Erpnext uses redis as a cache. We started using it as a LRU cache, with a maxmemory set, with eviction strategy of all-keys-lru.
Maxmemory was configured in order to ensure redis doesn’t over-utilise its k8s bounds, as well as to ensure server hosting it won’t go into a swapping frenzy.
We noticed, at times, redis was slowing down sporadically. More RCA determined that slowdown occurred whenever redis utilisation was hitting defined maxmemory. Analysing a few things, we could see a correlation between slowdowns, maxmemory, and this memory usage vs time graph.
Each time the graph fell down, we experienced a slowdown.
According to eviction policy, after hitting maxmemory, any key, which is least recently used will be evicted. Seeing the graph, we could see a key with large value was being evicted (as memory usage was falling down to 20% all of a sudden). Drilling down a bit from redis events, we realised the key being evicted was bootinfo
.
Now, we could establish the causation. bootinfo
is a hashmap, which stores bootinfo meta, per user, with user as a hash key. However, when redis reaches maxmemory, it evicts a key, not a hashmap’s key, hence, it was dropping entire bootinfo object. This caused bootinfo cache to be dropped and reloaded for all users every time we hit max memory. This caused huge sudden surge in network input to redis, causing the slowdown.
To fix this, we decided to convert hashmaps to keys.
bootinfo: {
user1: meta1,
user2: meta2,
}
We converted this to
bootinfo|user1: meta1,
bootinfo|user2: meta2
This ensured that very small chunk of bootinfo will be evicted, not entire object.
Following the above change, memory usage vs time graph got converted to this.
As visible, entire cache memory is being fully utilised, instead of sporadic memory evictions.

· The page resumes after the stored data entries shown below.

PR #1032, opened 2022-12-05
Updated gemfile for 2155-geoblacklight

sfisher:
It hadn't updated on my machine since it hadn't set a version in the Gemfile.lock for geoblacklight.

I updated it there with `bundle update` which updates the items that aren't locked in the Gemfile.


Gemfile.lock
```diff
@@ -432,13 +432,16 @@ GEM
...
     loofah (2.16.0)
       crass (~> 1.0.2)
       nokogiri (>= 1.5.9)
     lumberjack (1.2.8)
-    mail (2.7.1)
+    mail (2.8.0)
       mini_mime (>= 0.1.1)
+      net-imap
+      net-pop
+      net-smtp
```
ahamelers, line 444: It seems like some gem update is breaking tests. Based on the errors there's one of those keyword argument issues in this net-smtp gem. Is it just me, or is this lock file indicating that gem wasn't installed before?

ahamelers:
Okay, I think I've fixed this test—it looks like the way this kind of error works had previous functionality that was broken but is now fixed with the new upgrade. There was a very helpful comment in the test!

ahamelers (approved):
It seems like some gem update is breaking tests. (now fixed)

PR #1034, opened 2022-12-05
Fix the merge users action so the page refreshes correctly (#2156)

sfisher:
This was no longer using UJS because local: false wasn't set (used to be remote: true).


ahamelers (approved):
Thank you for catching this! I thought I got all these correctly, I'll have to double check that commit again.

PR #1036, opened 2022-12-06
Fixing constants and changes to ActiveRecord signatures for linkout #2157

sfisher:
This makes it easier to load all linkout files from a base module.  Also adds correct namespacing on based on the modules/classes.  Also changes the way `ActionView::Base.new` is called so it works with new signature.  Also gives full absolute path to a file which seems to be required now.

After making all these changes, I was able to run the rake task, though I'm not sure what all it does.


ahamelers (approved):
Adding the Stash:: to Linkout it a zeitwerk style change I should have caught, thank you for these fixes!

PR #1037, opened 2022-12-06
Revert mail/smtp because it's now broken after updates

sfisher:


ryscher:
Thanks for getting this working again!

PR #1038, opened 2022-12-07
Make assets serve by Puma from the public directory

sfisher:
For whatever reason, the previous config now doesn't work and setting `config.public_file_server.enabled = true` fixes the asset serving problem on the production server.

Another improvement we saw was reduced network in to redis cache. As you can see from following graph, network in has been reduced to lesser than half. (Upper line is network out, lower line is network in)
(left = with hashmap, right = with concatenated keys)
Hence, a quick deduction was, using simple concatenations of keys instead of hashmaps is better and performant if redis is being used as a LRU cache.